• **Exercise brief**:
Identify the lines in the data below that contain "field" and give only how many there are.

• **Information shown**:

★ ★ ★ ★ ★

PR #15650, opened 2022-08-03
fix: JSONForm field event trigger binding get updated formData values

### LINKED ISSUE #14302: [Bug]: Previously selected option is displayed on alert message in Select type field of JSONForm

★ ★ ★ ★ ★

• **Response box**:
2